Smaller, Weaker, Yet Better: Training LLM Reasoners via Compute-Optimal Sampling
๐ Abstract
The article explores the trade-offs between generating synthetic data using a stronger but more expensive (SE) language model versus a weaker but cheaper (WC) language model for improving the reasoning performance of language models. It evaluates the generated data across three key metrics - coverage, diversity, and false positive rate - and finds that data from WC models may have higher coverage and diversity, but also exhibit higher false positive rates. The article then finetunes language models on data from SE and WC models in different settings - knowledge distillation, self-improvement, and a novel weak-to-strong improvement setup. The results show that models finetuned on WC-generated data consistently outperform those trained on SE-generated data across multiple benchmarks, challenging the prevailing practice of relying on SE models for synthetic data generation.
๐ Q&A
[01] Synthetic Data Analysis
1. What are the key metrics used to evaluate the synthetic data from the WC and SE models? The key metrics used to evaluate the synthetic data are:
- Coverage: The number of unique problems that are solved
- Diversity: The average number of unique solutions obtained per problem
- False Positive Rate (FPR): The percentage of problems that arrive at the correct final answer but with a wrong reasoning
2. How do the WC and SE models perform on these metrics?
- Coverage: The data from the WC model (Gemma2-9B) has higher coverage compared to the SE model (Gemma2-27B), by 15-20% at the low and high sampling budgets.
- Diversity: The diversity of the data from the WC model is also higher than the SE model, by 15-20% at the low and high sampling budgets.
- FPR: However, the FPR of the WC-generated data is higher than the SE-generated data, by 10-15% based on both human and automatic evaluations.
3. What are the implications of these mixed signals from the synthetic data analysis? The mixed signals of high coverage and diversity coupled with a high FPR make it unclear whether it is compute-optimal to sample from the WC model or the SE model for training strong reasoners. This is further explored in the finetuning experiments.
[02] Compute-Optimality Results for Training
1. What are the three finetuning paradigms explored in the article? The three finetuning paradigms are:
- Student-LM finetuning: Finetuning a student LM on data from the WC and SE models.
- WC-LM finetuning: Finetuning the WC model on its own data (self-improvement) and data from the SE model.
- SE-LM finetuning: Finetuning the SE model on data from the WC model (weak-to-strong improvement) and its own data.
2. What are the key findings from the finetuning experiments?
- Across all three paradigms, models finetuned on data from the WC model consistently outperform those finetuned on data from the SE model, with relative gains of up to 15%.
- This is true even for finetuning the SE model, where training on WC data (weak-to-strong improvement) outperforms training on SE data (self-improvement).
- These results challenge the prevailing practice of relying on SE models for synthetic data generation, suggesting that WC may be the compute-optimal approach for training advanced LM reasoners.
3. How do the models perform on the Functional MATH dataset as a generalization test? The models finetuned on the WC data also outperform those finetuned on the SE data on the Functional MATH dataset, with relative gains ranging from 2-10%. This highlights the enhanced generalization capabilities of the models trained on the WC-generated data.
[03] Scaling to State-of-the-Art Language Models
1. How do the results scale to larger and more powerful language models? The authors extend their experiments to the Gemini-1.5-Pro (SE) and Gemini-1.5-Flash (WC) models, which are state-of-the-art language models. They find that finetuning on the WC-generated data outperforms finetuning on the SE-generated data, even for finetuning the larger SE models.
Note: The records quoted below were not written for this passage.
PR #390, opened 2026-03-25
chore: bump deps to fix vulns

### LINKED ISSUE #374: Can we have the new releases on npm?
Hi! ~~Would it be possible to get the latest release on npm?~~ Would love to use the rust target!

Edit: could the last release be set as latest on NPM?

### LINKED ISSUE #377: Node 22 Support
There _probably_ won't be any issue if we added node 22 to the list of engines supported and node versions for github actions, so if it's reasonably stress free then we should do it.

ryan-willis:
Drops the engine restriction to unblock bumping in [Kong/insomnia](https://github.com/Kong/insomnia)
Bumps the GHA step versions
Adds Node versions 20, 22, and 24 to the actions

closes #374
closes #377


.github/workflows/build.yml
```diff
@@ -39,13 +39,13 @@ jobs:
     strategy:
       fail-fast: false
       matrix:
-        node-version: [16, 18, 20]
+        node-version: [16, 18, 20, 22, 24]
```
shelby-moore: Do we want to drop the older versions?

shelby-moore (approved):

.github/workflows/build.yml
ryan-willis: ooo ya, 18 is EoL and 20 is close

ryan-willis: also dropped the 16/18 as required PR checks

PR #339, opened 2023-05-22
Cleanup parts for generated code

provokateurin:
I didn't know this was possible until I saw it in https://github.com/provokateurin/nextcloud-neon/pull/338 :)


Leptopoda (commented):
I personally am not the fan of having everything in one package.
https://github.com/provokateurin/nextcloud-neon/pull/338#discussion_r1200989175 is also related.

It's not the dart way and we completely eliminate the concept of `private` things (although they aren't really private as mentioned in my other comment).

---

I'll only leave a comment here as it's probably up to you to decide what way you want things to go.

Please ping me again if you want to continue this way and I'll thoroughly review.

provokateurin:
I understand your concern. Maybe then we should start splitting things more? That will probably help with the architecture and scaling for the future. @Leptopoda let me know if that is the way you want to go.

2. What is the impact of reducing the cost of data sampling from the WC model? The authors also explore a more economical scenario where they sample fewer solutions per problem from the SE model compared to the WC model. Even in this setting, finetuning on the WC-generated data outperforms finetuning on the SE-generated data.
3. What are the implications of the narrowing performance gap between small and large language models? The authors note that as the performance gap between small and large language models continues to narrow over time, their results will become even more relevant in the future, establishing a solid foundation for training the next generation of LM reasoners in a compute-optimal way.